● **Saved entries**
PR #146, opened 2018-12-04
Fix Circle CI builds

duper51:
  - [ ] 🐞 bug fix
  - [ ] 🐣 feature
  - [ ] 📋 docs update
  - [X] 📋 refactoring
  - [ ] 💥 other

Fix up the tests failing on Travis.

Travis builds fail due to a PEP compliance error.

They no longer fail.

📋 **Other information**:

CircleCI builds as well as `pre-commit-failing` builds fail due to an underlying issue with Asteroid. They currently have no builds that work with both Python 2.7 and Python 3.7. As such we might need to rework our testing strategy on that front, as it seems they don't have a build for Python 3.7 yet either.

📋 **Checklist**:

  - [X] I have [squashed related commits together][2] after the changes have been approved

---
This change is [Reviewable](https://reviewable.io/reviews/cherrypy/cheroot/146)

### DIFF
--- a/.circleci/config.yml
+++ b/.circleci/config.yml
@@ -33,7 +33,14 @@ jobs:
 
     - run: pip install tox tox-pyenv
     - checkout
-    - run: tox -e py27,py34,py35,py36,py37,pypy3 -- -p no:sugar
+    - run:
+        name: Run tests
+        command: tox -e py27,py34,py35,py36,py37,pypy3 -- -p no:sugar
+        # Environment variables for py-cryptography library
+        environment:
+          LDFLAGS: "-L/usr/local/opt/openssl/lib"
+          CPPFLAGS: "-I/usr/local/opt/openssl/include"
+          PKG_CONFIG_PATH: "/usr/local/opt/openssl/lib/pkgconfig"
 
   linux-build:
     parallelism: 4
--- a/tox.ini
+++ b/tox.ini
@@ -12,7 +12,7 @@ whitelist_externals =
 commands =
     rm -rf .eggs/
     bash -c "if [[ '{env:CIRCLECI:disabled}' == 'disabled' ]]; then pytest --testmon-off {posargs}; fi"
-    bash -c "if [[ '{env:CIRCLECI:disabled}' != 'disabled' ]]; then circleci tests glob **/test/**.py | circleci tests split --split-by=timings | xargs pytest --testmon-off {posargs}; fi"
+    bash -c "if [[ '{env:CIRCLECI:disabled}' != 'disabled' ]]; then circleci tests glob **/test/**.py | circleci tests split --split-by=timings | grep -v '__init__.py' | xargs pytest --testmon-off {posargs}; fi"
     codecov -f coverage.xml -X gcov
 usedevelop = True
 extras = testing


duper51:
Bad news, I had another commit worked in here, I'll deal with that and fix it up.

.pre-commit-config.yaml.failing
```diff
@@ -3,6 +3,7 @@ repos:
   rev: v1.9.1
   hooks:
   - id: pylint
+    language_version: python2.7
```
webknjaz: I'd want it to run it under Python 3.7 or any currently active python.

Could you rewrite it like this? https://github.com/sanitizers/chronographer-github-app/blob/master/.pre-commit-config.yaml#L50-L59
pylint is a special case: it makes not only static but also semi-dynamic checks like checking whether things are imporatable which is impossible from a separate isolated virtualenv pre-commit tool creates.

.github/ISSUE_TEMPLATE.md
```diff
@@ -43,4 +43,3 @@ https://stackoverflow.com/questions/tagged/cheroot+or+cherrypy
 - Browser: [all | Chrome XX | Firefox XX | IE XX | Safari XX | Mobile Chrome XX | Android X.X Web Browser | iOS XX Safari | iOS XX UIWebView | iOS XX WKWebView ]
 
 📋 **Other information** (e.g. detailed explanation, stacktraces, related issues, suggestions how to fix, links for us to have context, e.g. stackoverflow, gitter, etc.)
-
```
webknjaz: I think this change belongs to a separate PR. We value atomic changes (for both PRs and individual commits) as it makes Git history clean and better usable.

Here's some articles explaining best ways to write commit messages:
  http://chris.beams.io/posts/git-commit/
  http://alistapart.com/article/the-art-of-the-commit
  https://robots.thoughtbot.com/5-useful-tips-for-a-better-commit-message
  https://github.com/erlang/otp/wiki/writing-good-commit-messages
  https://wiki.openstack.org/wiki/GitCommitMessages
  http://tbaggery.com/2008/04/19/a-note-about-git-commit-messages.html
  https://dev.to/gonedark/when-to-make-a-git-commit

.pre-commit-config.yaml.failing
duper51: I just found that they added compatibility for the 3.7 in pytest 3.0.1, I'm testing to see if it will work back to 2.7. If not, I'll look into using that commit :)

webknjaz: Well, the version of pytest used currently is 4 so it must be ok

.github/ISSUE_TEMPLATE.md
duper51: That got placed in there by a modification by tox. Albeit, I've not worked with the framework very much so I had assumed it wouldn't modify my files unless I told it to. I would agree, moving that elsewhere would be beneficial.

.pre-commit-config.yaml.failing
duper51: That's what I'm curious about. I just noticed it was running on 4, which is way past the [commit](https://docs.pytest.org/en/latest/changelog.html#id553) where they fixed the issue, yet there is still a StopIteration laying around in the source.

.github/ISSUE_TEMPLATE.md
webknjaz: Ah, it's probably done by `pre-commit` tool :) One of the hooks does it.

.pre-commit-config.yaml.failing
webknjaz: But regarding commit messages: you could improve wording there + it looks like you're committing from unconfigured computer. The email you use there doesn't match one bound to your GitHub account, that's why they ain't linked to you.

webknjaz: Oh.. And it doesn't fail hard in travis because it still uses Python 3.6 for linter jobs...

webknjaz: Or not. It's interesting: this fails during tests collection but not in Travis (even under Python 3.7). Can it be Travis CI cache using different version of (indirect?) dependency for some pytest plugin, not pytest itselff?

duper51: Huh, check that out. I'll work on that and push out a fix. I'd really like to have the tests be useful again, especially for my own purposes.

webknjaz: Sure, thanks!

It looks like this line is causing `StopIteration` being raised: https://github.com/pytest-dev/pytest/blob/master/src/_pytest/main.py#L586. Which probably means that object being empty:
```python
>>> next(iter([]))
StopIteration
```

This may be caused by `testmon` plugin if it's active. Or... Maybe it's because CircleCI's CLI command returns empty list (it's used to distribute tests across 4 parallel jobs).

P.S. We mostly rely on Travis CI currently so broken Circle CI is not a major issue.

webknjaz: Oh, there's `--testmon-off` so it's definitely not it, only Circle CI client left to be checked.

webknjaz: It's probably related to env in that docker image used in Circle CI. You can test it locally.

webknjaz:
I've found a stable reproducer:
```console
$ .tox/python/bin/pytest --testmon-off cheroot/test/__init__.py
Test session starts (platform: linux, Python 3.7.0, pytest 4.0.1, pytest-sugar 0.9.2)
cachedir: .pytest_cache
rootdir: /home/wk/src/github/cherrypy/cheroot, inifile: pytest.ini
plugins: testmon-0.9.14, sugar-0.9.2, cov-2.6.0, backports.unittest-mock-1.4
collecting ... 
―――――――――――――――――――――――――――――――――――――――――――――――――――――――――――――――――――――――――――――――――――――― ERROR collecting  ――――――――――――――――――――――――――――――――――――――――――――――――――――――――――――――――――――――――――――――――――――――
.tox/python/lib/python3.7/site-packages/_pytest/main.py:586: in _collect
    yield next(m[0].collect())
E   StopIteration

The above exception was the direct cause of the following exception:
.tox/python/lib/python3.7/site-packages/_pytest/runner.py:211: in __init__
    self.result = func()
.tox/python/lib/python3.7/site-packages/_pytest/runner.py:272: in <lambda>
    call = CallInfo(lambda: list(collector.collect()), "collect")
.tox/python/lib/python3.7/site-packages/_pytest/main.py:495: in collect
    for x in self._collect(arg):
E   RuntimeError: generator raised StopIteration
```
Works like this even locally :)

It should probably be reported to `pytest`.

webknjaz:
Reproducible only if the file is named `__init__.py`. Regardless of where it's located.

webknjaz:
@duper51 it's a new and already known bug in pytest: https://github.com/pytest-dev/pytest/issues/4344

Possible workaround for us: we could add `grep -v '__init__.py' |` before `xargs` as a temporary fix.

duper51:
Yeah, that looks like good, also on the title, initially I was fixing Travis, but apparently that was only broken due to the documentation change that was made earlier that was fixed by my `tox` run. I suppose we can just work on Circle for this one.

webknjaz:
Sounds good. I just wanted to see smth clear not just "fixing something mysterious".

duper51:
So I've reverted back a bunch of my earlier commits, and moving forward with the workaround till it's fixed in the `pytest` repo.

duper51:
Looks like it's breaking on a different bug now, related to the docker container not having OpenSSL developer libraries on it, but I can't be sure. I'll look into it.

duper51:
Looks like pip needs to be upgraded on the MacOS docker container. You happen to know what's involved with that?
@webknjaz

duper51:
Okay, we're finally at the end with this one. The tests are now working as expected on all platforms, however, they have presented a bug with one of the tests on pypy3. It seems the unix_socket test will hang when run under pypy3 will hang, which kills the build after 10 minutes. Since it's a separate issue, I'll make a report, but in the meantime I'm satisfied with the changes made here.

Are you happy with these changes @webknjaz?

---

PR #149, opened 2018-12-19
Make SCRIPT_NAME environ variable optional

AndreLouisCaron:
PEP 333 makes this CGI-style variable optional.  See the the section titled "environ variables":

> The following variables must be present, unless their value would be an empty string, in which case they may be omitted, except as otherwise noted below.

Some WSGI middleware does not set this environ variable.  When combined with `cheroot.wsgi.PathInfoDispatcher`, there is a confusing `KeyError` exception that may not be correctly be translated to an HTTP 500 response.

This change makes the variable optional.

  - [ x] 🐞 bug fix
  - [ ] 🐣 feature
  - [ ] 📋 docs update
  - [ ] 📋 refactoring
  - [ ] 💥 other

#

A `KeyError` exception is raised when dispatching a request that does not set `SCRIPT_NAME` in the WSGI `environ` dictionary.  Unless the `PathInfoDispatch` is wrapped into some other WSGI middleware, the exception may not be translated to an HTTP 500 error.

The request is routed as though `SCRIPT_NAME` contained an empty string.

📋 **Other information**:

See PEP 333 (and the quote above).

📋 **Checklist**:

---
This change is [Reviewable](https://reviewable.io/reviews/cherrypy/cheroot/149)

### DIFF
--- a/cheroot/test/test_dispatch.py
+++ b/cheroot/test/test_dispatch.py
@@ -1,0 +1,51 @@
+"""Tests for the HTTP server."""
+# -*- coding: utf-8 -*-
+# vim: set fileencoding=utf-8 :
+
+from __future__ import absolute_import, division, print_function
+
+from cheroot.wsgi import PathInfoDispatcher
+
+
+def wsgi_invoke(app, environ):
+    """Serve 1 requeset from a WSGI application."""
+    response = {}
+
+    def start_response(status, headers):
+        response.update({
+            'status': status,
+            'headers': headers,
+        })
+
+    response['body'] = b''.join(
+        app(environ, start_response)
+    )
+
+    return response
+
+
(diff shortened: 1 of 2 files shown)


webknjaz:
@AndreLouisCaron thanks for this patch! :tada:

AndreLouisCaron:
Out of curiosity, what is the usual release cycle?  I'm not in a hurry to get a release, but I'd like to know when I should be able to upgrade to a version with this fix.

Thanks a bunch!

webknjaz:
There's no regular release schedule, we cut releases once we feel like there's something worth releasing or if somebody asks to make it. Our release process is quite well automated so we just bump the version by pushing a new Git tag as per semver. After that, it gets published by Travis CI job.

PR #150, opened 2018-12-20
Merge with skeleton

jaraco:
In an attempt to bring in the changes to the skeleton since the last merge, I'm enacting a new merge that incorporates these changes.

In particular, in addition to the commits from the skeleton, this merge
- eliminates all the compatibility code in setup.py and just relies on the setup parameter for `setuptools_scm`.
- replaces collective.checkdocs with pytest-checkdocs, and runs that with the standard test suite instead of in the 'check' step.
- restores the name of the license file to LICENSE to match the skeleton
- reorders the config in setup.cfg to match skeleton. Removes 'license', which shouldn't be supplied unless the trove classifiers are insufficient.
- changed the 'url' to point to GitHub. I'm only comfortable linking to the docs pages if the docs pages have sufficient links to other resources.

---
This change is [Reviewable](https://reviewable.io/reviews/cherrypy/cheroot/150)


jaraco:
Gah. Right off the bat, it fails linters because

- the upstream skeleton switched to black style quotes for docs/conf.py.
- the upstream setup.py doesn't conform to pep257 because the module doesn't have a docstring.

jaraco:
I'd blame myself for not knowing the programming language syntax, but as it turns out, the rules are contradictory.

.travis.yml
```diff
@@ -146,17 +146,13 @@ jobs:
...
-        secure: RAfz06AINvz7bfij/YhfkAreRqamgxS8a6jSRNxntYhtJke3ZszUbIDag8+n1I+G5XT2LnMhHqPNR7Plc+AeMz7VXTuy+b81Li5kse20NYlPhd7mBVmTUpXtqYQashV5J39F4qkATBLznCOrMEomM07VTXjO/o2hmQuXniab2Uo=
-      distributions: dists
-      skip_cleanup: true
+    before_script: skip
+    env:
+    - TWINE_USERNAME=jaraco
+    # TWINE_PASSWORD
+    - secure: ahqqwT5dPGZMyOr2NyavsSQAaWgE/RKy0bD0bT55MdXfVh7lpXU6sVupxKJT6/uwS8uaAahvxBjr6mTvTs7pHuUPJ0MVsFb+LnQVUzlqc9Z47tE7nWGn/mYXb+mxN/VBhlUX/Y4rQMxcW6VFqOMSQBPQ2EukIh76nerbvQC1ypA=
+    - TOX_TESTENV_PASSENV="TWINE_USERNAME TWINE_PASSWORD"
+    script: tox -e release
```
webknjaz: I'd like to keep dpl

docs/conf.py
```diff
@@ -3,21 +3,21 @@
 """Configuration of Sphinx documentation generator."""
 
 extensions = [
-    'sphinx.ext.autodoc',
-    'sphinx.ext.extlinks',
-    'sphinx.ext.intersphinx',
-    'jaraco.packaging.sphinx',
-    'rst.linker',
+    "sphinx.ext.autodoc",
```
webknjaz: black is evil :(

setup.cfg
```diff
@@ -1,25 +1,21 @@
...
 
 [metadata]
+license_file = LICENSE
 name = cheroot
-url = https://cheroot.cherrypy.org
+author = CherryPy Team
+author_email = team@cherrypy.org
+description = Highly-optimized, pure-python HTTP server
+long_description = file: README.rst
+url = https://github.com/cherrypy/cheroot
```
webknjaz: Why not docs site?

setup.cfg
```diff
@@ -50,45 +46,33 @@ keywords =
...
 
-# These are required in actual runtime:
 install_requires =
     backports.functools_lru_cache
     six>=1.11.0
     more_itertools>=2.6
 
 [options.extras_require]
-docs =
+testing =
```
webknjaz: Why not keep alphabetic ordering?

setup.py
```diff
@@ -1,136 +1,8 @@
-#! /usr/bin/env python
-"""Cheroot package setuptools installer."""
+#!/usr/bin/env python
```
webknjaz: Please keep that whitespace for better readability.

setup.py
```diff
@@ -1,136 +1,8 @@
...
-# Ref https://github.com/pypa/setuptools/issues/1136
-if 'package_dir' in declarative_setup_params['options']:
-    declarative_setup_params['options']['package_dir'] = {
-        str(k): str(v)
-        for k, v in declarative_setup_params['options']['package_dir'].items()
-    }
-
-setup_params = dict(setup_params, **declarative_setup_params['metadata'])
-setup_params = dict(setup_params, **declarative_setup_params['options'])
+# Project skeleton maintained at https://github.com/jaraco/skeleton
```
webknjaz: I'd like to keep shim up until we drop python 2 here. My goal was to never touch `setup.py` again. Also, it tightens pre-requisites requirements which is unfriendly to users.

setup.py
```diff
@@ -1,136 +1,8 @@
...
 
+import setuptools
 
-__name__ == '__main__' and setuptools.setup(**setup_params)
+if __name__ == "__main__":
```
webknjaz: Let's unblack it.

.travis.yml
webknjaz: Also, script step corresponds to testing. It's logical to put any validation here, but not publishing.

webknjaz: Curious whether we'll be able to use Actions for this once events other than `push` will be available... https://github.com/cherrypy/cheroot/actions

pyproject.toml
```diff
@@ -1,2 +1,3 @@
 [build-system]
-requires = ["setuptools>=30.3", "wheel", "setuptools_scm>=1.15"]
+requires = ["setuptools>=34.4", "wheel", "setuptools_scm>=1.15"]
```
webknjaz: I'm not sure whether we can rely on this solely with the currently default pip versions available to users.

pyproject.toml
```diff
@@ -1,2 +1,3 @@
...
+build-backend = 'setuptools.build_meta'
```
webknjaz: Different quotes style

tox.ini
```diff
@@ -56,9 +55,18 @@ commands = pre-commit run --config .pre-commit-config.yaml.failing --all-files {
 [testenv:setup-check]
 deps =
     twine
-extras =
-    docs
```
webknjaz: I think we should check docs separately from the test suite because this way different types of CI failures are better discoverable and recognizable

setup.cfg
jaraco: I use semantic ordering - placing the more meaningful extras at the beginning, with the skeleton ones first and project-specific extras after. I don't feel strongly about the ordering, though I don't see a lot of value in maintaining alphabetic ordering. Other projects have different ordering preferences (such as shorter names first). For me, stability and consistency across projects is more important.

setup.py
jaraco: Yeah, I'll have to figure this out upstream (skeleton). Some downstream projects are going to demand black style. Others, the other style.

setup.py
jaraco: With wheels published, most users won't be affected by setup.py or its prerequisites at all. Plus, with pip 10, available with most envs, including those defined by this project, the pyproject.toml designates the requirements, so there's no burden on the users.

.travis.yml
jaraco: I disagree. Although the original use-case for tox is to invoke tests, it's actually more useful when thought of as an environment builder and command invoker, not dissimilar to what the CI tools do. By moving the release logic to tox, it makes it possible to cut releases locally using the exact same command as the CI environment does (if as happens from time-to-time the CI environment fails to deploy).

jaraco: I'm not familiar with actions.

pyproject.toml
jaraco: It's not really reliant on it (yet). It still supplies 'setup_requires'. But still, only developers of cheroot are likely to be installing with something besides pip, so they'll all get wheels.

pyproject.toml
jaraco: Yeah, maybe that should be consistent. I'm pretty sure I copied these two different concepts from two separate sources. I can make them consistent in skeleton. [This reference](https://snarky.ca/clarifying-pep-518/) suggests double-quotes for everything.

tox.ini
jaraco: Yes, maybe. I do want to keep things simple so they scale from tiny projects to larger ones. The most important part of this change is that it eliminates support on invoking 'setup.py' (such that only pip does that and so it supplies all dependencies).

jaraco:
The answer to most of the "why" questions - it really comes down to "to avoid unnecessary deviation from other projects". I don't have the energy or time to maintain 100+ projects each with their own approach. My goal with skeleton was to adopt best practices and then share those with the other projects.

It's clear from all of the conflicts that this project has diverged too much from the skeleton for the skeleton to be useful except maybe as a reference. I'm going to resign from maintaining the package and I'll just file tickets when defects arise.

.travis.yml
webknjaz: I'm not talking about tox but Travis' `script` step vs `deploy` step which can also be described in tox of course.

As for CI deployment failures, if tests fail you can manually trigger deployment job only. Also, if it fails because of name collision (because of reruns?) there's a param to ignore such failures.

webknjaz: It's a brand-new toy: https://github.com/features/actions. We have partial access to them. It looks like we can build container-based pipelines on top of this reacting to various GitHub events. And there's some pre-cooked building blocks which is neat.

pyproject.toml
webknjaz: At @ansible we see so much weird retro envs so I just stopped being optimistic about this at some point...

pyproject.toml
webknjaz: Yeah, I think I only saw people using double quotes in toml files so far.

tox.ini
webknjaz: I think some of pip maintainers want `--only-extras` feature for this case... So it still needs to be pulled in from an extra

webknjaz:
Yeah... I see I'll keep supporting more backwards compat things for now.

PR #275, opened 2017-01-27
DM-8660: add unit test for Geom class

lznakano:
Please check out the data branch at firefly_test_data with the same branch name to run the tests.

● **Requirement**
Using the entries above, output exactly the lines between the line holding "PR #146, opened 2018-12-04" and the line holding "-33,7 +33,14 @@", end lines included, and nothing more.

● **Exercise answer**
PR #146, opened 2018-12-04
Fix Circle CI builds

duper51:
  - [ ] 🐞 bug fix
  - [ ] 🐣 feature
  - [ ] 📋 docs update
  - [X] 📋 refactoring
  - [ ] 💥 other

Fix up the tests failing on Travis.

Travis builds fail due to a PEP compliance error.

They no longer fail.

📋 **Other information**:

CircleCI builds as well as `pre-commit-failing` builds fail due to an underlying issue with Asteroid. They currently have no builds that work with both Python 2.7 and Python 3.7. As such we might need to rework our testing strategy on that front, as it seems they don't have a build for Python 3.7 yet either.

📋 **Checklist**:

  - [X] I have [squashed related commits together][2] after the changes have been approved

---
This change is [Reviewable](https://reviewable.io/reviews/cherrypy/cheroot/146)

### DIFF
--- a/.circleci/config.yml
+++ b/.circleci/config.yml
@@ -33,7 +33,14 @@ jobs:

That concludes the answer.